(Stored data)
• • • •

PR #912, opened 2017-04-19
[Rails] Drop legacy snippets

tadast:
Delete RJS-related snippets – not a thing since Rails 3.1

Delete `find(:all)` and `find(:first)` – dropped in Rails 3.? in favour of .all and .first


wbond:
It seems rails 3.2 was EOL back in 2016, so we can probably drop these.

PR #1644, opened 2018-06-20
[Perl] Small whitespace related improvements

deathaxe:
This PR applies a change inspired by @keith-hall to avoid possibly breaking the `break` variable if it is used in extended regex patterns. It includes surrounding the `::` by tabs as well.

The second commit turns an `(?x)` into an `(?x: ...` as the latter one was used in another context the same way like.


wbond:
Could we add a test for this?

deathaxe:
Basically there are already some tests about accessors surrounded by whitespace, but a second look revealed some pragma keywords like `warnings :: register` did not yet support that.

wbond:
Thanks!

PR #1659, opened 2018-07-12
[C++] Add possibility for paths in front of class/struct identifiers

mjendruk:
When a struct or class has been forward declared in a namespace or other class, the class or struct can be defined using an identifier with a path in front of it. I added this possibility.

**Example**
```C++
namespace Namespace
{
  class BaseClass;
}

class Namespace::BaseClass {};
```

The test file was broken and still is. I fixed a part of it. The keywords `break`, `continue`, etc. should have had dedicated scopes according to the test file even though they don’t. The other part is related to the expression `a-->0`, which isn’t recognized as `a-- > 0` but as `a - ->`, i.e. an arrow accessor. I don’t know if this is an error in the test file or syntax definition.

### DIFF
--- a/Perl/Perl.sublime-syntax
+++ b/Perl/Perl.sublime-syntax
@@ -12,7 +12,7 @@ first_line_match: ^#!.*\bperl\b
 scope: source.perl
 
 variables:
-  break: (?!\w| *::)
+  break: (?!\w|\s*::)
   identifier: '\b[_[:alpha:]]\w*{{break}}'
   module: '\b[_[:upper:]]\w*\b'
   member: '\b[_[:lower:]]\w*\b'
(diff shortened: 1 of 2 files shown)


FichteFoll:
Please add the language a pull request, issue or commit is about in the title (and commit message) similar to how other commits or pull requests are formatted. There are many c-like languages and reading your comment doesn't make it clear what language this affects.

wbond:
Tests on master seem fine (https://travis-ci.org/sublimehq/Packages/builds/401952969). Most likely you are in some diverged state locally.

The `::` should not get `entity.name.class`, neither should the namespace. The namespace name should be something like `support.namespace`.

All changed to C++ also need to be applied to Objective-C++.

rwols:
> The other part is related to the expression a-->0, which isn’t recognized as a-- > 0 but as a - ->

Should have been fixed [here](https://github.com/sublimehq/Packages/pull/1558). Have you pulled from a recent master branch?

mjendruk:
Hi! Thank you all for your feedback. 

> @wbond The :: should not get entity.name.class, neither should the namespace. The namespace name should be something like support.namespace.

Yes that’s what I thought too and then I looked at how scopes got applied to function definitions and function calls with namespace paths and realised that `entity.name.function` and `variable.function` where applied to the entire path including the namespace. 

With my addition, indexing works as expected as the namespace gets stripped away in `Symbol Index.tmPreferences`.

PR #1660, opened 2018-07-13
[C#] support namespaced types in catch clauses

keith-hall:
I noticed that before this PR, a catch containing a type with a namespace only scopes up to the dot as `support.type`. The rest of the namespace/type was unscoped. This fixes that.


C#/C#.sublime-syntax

• • • •

## Try it:
In the records above, find each line that holds the word "whitespace"; copy all such lines.

## Reply:
[Perl] Small whitespace related improvements
Basically there are already some tests about accessors surrounded by whitespace, but a second look revealed some pragma keywords like `warnings :: register` did not yet support that.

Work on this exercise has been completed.